• **Exercise prompt**
Go through the lines below. Copy those with "bool".

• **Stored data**
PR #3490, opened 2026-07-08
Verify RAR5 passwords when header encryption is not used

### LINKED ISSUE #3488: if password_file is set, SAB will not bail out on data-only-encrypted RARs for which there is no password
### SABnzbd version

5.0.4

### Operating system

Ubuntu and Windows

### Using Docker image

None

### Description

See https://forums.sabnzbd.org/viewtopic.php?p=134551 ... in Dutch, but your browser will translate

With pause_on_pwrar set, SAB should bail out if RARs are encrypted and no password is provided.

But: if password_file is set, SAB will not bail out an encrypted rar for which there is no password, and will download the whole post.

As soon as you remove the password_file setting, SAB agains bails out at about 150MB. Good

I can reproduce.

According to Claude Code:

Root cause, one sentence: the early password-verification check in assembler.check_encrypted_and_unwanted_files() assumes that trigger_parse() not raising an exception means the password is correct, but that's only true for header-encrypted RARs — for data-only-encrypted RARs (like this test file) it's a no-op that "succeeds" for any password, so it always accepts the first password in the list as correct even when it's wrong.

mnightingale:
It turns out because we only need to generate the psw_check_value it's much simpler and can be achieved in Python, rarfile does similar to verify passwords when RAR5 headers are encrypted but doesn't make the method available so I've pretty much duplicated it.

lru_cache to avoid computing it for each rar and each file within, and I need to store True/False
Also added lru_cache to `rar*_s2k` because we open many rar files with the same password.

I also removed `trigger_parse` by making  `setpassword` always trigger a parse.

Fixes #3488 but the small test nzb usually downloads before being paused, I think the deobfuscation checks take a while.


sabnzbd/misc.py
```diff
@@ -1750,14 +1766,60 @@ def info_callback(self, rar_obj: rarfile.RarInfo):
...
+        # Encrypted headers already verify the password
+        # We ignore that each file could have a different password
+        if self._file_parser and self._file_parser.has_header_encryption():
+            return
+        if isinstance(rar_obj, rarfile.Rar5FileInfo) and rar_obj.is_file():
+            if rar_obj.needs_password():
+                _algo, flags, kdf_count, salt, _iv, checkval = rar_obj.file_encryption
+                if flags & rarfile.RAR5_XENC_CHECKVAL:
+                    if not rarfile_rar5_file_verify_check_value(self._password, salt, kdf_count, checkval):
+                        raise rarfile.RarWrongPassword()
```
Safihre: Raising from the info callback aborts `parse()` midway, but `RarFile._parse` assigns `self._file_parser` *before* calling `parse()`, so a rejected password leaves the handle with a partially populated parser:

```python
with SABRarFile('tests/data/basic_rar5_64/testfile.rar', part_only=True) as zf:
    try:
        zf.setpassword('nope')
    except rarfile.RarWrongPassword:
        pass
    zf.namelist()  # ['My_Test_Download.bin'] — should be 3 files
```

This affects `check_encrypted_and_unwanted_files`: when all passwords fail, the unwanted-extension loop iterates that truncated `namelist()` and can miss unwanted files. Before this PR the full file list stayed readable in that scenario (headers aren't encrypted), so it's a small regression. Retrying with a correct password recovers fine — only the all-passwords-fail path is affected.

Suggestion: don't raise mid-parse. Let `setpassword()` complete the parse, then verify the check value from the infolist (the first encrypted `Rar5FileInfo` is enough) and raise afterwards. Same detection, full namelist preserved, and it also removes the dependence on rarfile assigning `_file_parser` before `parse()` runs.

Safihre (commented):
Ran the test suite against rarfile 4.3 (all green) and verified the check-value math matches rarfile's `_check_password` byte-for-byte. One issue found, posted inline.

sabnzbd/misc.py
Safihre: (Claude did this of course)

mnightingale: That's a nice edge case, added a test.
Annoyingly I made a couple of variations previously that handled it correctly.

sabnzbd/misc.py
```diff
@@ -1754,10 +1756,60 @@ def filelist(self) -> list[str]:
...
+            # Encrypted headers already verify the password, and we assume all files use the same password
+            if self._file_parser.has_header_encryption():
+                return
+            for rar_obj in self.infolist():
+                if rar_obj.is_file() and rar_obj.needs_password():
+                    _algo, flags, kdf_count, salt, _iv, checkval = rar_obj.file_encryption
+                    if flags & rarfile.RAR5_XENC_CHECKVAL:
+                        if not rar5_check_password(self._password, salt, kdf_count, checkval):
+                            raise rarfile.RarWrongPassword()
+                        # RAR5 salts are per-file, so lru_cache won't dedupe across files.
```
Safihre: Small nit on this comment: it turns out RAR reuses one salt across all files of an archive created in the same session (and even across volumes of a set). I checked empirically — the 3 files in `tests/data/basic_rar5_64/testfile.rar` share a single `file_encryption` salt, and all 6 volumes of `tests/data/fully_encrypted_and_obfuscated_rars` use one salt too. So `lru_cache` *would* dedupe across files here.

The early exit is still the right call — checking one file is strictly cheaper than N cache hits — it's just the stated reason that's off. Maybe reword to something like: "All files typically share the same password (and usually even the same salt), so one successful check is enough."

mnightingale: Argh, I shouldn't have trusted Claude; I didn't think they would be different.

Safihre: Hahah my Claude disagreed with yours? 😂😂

==

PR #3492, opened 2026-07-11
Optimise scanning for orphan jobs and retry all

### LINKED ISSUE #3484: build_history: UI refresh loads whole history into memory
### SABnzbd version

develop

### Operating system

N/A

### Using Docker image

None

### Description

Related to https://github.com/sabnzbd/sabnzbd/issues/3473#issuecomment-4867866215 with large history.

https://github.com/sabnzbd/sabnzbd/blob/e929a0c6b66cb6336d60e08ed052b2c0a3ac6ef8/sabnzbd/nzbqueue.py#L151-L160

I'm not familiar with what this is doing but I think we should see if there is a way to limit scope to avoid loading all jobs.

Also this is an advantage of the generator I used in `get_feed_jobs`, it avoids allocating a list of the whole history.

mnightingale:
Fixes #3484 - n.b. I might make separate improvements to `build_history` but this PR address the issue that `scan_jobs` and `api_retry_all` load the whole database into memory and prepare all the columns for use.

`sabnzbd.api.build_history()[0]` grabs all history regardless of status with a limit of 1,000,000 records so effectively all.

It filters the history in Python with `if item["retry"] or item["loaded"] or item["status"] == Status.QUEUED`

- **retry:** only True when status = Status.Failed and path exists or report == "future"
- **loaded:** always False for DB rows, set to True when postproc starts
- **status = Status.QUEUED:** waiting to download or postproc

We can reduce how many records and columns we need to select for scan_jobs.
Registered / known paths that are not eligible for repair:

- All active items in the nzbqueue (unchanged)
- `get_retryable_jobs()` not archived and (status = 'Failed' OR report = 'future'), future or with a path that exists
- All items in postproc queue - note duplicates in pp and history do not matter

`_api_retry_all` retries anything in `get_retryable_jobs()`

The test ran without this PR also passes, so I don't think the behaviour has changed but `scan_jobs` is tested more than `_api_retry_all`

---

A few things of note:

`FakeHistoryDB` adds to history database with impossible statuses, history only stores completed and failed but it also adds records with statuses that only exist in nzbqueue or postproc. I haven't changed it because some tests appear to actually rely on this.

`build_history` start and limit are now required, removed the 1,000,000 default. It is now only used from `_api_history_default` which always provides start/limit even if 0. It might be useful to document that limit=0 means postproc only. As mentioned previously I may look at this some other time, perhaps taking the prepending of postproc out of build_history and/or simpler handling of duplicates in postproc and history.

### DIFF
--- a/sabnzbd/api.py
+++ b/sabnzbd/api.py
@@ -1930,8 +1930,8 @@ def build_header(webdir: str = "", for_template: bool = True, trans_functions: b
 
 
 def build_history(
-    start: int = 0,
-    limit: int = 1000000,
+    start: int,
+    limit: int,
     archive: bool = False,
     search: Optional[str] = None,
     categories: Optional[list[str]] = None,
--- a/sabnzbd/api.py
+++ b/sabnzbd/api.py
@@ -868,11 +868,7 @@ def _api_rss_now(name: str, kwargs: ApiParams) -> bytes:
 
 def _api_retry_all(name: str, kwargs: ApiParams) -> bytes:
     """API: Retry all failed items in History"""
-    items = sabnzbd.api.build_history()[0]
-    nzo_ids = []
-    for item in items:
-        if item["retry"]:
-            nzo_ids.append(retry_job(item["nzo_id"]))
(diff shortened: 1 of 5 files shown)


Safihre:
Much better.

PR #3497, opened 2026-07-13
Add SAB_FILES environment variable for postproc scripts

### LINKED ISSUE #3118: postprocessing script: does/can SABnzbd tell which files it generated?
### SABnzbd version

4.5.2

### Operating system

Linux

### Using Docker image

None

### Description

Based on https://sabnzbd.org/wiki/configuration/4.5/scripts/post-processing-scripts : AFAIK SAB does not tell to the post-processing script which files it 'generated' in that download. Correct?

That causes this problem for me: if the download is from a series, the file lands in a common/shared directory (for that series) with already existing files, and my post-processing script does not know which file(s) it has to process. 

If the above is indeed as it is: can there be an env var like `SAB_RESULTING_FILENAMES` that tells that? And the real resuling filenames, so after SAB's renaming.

==

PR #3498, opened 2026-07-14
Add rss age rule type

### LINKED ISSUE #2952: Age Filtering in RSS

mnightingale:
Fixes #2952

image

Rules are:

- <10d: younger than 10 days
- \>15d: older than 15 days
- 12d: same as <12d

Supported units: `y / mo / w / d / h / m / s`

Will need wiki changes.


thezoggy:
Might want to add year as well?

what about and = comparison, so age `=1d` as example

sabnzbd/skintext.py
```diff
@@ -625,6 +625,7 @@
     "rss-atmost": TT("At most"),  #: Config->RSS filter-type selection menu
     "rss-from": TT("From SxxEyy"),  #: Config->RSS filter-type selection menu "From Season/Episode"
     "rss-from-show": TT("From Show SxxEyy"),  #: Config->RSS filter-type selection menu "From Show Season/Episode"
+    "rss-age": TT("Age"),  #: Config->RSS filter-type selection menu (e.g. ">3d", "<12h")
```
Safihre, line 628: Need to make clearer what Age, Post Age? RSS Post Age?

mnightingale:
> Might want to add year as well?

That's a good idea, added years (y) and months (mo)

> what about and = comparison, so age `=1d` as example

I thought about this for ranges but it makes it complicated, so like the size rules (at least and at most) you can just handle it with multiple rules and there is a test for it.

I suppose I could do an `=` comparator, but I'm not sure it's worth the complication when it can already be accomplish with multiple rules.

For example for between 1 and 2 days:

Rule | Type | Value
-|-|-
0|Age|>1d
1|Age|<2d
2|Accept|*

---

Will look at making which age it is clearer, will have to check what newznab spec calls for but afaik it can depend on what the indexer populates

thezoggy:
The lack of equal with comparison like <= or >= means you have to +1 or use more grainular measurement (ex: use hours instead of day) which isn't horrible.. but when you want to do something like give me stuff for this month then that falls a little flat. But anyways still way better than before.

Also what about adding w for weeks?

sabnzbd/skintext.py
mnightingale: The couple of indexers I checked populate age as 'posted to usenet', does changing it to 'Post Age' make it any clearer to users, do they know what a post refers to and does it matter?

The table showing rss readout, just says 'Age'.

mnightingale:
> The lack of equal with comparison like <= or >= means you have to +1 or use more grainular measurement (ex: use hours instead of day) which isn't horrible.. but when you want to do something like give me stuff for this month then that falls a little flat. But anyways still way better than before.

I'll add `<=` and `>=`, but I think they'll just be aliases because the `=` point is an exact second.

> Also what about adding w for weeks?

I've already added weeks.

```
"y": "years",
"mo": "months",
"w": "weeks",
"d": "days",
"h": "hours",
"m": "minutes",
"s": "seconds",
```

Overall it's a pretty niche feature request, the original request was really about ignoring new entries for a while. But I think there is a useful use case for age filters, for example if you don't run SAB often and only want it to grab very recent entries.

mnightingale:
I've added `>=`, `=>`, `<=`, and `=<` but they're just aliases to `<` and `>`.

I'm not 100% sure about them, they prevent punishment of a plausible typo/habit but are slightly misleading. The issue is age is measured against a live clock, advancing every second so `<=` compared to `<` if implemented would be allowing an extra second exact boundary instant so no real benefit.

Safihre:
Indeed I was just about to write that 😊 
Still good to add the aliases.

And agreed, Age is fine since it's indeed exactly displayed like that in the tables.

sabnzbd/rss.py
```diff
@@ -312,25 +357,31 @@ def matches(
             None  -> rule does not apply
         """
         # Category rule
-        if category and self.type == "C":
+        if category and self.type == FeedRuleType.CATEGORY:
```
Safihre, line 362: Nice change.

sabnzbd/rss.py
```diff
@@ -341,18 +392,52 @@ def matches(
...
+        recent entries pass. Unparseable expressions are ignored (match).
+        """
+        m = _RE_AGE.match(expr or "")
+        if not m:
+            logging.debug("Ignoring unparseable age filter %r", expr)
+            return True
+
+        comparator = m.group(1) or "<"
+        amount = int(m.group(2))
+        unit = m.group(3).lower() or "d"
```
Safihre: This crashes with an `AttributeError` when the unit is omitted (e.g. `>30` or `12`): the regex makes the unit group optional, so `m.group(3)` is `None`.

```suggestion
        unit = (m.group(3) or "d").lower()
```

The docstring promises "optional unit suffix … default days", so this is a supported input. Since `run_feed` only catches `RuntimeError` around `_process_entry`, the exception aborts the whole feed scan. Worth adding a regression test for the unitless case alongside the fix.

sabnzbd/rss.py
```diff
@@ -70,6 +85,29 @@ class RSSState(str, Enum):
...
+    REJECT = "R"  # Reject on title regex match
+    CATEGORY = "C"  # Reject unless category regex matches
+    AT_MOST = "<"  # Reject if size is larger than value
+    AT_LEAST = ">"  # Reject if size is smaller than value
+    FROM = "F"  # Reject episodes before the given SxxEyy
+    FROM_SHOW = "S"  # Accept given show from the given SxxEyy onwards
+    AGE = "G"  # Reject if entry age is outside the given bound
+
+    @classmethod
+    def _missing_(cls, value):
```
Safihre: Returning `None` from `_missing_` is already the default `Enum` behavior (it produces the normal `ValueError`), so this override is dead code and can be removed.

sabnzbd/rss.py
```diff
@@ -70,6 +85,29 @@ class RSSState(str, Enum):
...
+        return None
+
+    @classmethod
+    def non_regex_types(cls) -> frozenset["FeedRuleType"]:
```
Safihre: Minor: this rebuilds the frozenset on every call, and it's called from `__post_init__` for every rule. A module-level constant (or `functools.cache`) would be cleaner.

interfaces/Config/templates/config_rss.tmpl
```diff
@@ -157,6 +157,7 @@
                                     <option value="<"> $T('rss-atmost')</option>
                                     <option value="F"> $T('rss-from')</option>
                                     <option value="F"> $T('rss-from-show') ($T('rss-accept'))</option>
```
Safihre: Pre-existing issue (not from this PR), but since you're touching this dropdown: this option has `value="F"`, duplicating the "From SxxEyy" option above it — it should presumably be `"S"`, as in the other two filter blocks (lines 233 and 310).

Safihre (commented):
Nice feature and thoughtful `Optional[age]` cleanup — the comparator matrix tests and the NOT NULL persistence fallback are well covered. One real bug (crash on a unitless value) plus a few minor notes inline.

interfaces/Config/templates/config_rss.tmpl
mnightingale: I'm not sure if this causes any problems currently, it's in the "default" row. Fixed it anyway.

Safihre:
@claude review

• **Output below**
@@ -1930,8 +1930,8 @@ def build_header(webdir: str = "", for_template: bool = True, trans_functions: b
     archive: bool = False,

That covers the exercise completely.